Court of Appeals of Iowa
Nov 23, 2005
710 N.W.2d 257 (Iowa Ct. App. 2005)

Opinion

No. 5-530 / 04-1456

Filed November 23, 2005

Appeal from the Iowa District Court for Jefferson County, Richard E. Meadows, Judge.

In this certiorari action, Michele Faith appeals from a district court order finding her in contempt for denying visitation to her former husband and for failing to consult with him regarding where their minor children would attend school. WRIT SUSTAINED.

Joseph Bertogli, Des Moines, and David Shinkle of Shinkle Lynch, Des Moines, for appellant.

Allan Orsborn of Orsborn, Baverle, Milani Grothe, L.L.P., Ottumwa, for appellee.

Heard by Huitink, P.J., Zimmer, J., and Brown, S.J.

Senior Judge assigned by order pursuant to Iowa Code section 602.9206 (2005).


Michele Faith seeks review of a district court order that found her in contempt for denying visitation to her former husband and for failing to involve him in the decision regarding where their minor children would attend school. Writ sustained.

I. Background Facts Proceedings

In December 2000 the marriage of John Petit and Michele Faith (formerly Michele Petit) was dissolved. The parties' stipulated decree provided that John and Michele would share joint legal custody and established a physical care schedule for their minor children, Collin and Rachele. Michele retained physical care during the school year, with liberal parenting time granted to John. The decree noted that both children were attending private school and required the parties to split the cost of tuition equally.

The original decree was modified in December 2002 by agreement of the parties. The order of modification granted "physical custody" of the children to Michele and altered several of the parenting time provisions. The order also appointed Carol Yancey, LISW, as a parenting supervisor to mediate visitation difficulties and resolve problems regarding the children.

The parties have a history of failing to communicate effectively regarding the children.

John filed an application for contempt on June 1, 2004, alleging that Michele willfully violated several provisions of the parties' modified decree. He contended that Michele failed to pay for half of the children's private school tuition, unilaterally decided to enroll the children in public school without consulting him, failed to mediate the issue of where the children should attend school, and failed to allow visitation.

Following a contested hearing, the district court found that Michele willfully refused to provide visitation on three dates and that she willfully failed to comply with the dissolution decree by neglecting to consult with John prior to making the decision to change the children's school enrollment. The court sentenced Michele to ten days in jail and ordered her to pay $200 of John's attorney fees and the costs of the action, including the cost of service. The court also ordered Michele to provide John with make-up visitation.
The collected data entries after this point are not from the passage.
PR #11228, opened 2017-05-11
Update repository url, homepage, keyword info of PKI.js

kweisamx:
Pull request for issue: #11268
ref : https://github.com/PeculiarVentures/PKI.js/blob/master/package.json#L15
https://github.com/PeculiarVentures/PKI.js/blob/master/package.json#L54-L67
https://pkijs.org/

### DIFF
--- a/ajax/libs/PKI.js/package.json
+++ b/ajax/libs/PKI.js/package.json
@@ -5,18 +5,23 @@
   "version": "1.2.1",
   "repository": {
     "type": "git",
-    "url": "git://github.com/GlobalSign/PKI.js.git"
+    "url": "git://github.com/PeculiarVentures/PKI.js.git"
   },
-  "homepage": "http://pkijs.org",
+  "homepage": "https://pkijs.org",
   "keywords": [
-    "encryption",
-    "certificate",
+    "ES6",
+    "ES2015",
     "WebCrypto",
-    "PKCS",
-    "ANS.1",
-    "CMS",
+    "Web Cryptography API",
+    "X.509",
+    "certificate",
+    "crl",
+    "cms",
+    "encrypted",
+    "enveloped",
     "OCSP",
-    "x509"
+    "timestamp",
+    "PKCS"
   ],
   "filename": "x509_simpl.min.js",
   "autoupdate": {


ajax/libs/PKI.js/package.json
```diff
@@ -5,7 +5,7 @@
   "version": "1.2.1",
   "repository": {
     "type": "git",
-    "url": "git://github.com/GlobalSign/PKI.js.git"
+    "url": "git://github.com/PeculiarVentures/PKI.js.git"
   },
   "homepage": "http://pkijs.org",
```
sufuf3: How about also update the homepage?
`https://pkijs.org/`, using https is better because it's more security for browsing. To prevent the possibility the users been attacked during the redirection.

ajax/libs/PKI.js/package.json
```diff
@@ -5,7 +5,7 @@
...
   "keywords": [
```
sufuf3: How about also update the keywords, to let it as same with upstream.
ref: https://github.com/PeculiarVentures/PKI.js/blob/master/package.json#L54-L67

kweisamx: ok thanks

kweisamx:
@extend1994 Yes,thank you, but I think if I just say that according to package.json is not preciser , because there are only three place fixed and it's more clearly.

extend1994:
@kweisamx Okay, I think we can wait for others' opinion about this :smiley:

kweisamx:
Sorry,i don't understand what do you mean? Can tell me in detail. Thank you!

PeterDaveHello:
You only mention the info in comment but not in commit message, should better do that in both commit message and comment.

Also, the first line of the commit message should be shorter(better to be within 50 chars). 
Maybe you'd like to take a look at https://github.com/blog/926-shiny-new-commit-styles as reference

PeterDaveHello:
Commit message should be more well formatted, see the revised version here: https://github.com/cdnjs/cdnjs/commit/c4056cefaec9b7aa75492f60ae39cfac696b9ead

PR #11247, opened 2017-05-14
Add license of jquery.sparkline, cc #5500

kweisamx:
ref: https://github.com/gwatts/jquery.sparkline/blob/master/src/header.js#L16
http://omnipotent.net/jquery.sparkline/#s-about , the link of "New BSD License"


kweisamx:
sorry , i sent wrong PR , i try to fix later

PR #11571, opened 2017-07-18
Update typed.js autoupdate config

euler0:
The base path has changed from `dist` to `lib` since v2.0


PeterDaveHello:
Thanks @euler0 @dakshshah96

The order provided that Michele could purge herself of contempt and the jail sentence by providing make-up visitation and paying the attorney fees and costs.

Michele filed a petition for writ of certiorari on September 15, 2004, which our supreme court granted. Among other things, she contends the evidence failed to show she willfully violated the terms of the decree that control the children's school enrollment and visitation.
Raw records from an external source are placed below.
Issue #11931, opened 2017-10-03
Add/Update a few fields in package.json


extend1994:
This issue is mainly for Hacktoberfest hackathon on Oct 2 2018 in NCTU, Taiwan.

The text you see is the library name in cdnjs, the link is directing you to find the related info.
## Add/Update license field
- Reference license lists:
  - [spdx license list](https://spdx.org/licenses/)
  - [cdnjs license list](https://github.com/cdnjs/cdnjs/blob/master/tools/license-list.json)
- [x] [ekko-lightbox](https://github.com/ashleydw/lightbox/blob/master/LICENSE#L1)
- [x] [embedly-jquery](https://github.com/embedly/embedly-jquery/blob/master/LICENSE)
- [x] [equalize.js](https://github.com/tsvensen/equalize.js#legal)
- [x] [intercom.js](https://github.com/diy/intercom.js#license)
- [x] [jo](https://github.com/davebalmer/jo/blob/ec767af487b8653778c36168c7b3a5f478753cc5/LICENSE.mdown) BSD-2-Clause
- [x] [jqPlot](https://github.com/jqPlot/jqPlot/#legal-notices)
- [x] [jquery-form-validator](http://www.formvalidator.net/#license)
- [x] [jquery-mockjax](https://github.com/jakerella/jquery-mockjax#license)
- [ ] [jquery.blockUI](https://github.com/malsup/blockui#copyright-and-license)
- [x] [jquery.collapsible](https://github.com/juven14/Collapsible/blob/master/LICENSE)
- [x] [jquery.form](https://github.com/jquery-form/form#license)
- [x] [jquery.mb.YTPlayer](https://github.com/pupunzi/jquery.mb.YTPlayer/tree/master/licences)
- [x] [machina.js](https://github.com/ifandelse/machina.js/blob/master/LICENSE)
- [ ] [placeholder-shiv](https://github.com/walterdavis/placeholder-shiv/blob/master/LICENSE.txt)
- [x] [jquery.tablesorter](https://github.com/mottie/tablesorter/#licensing)
- [ ] [webkit.js](https://webkit.org/licensing-webkit/) https://github.com/trevorlinton/webkit.js#License
- [ ] [fatcow-icons](http://www.fatcow.com/free-icons) See Terms of Use Creative Commons Attribution 3.0 License -> CC-BY-3.0
- [ ] [log4javascript](http://log4javascript.org/)
[...]

PR #11939, opened 2017-10-03
Update license of yepnope, cc #11931

yaxauw:
ref:
https://github.com/SlexAxton/yepnope.js/blob/master/LICENSE.md


extend1994:
There is another one send a same pull request before you. So... you need to pick another one in the issue. Don't forget you need a space between the word after comma and the comma itself when you commit. And leave a comment about which library you picked in the issue. Thanks!

PR #11942, opened 2017-10-03
Update license information of jit, cc #11931

ralphchung:
ref: https://github.com/philogb/jit/blob/master/LICENSE


extend1994:
Oh... I have to wait for ci test pass.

II. Scope and Standards of Review

When we review a district court's ruling of contempt on a writ of certiorari, we consider whether substantial evidence supports the judgment of the district court. Gimzo v. Iowa Dist. Ct., 561 N.W.2d 833, 835-36 (Iowa Ct.App. 1997). Thus, our review is at law and not de novo. Christensen v. Iowa Dist. Ct., 578 N.W.2d 675, 678 (Iowa 1998); Amro v. Iowa Dist. Ct., 429 N.W.2d 135, 140 (Iowa 1988).

III. Discussion

On review of a finding of contempt, we must determine whether substantial evidence exists which would convince a rational trier of fact that Michele is guilty of contempt beyond a reasonable doubt. Iowa Code § 598.23 (2003); Christensen, 578 N.W.2d at 678 (Iowa 1998). John has the burden to prove that Michele possessed a duty to obey a court order and failed to perform that duty. Skinner v. Ruigh, 351 N.W.2d 182, 185 (Iowa 1984). The burden then shifts to Michele to introduce evidence that proves beyond a reasonable doubt she did not willfully violate the decree or order. Gimzo, 561 N.W.2d at 835. Despite this burden shifting, the burden of persuasion remains on John to prove beyond a reasonable doubt that Michele willfully violated the decree or order, and the court must analyze the evidence presented by John to determine whether it establishes a willful violation. Skinner, 351 N.W.2d at 185.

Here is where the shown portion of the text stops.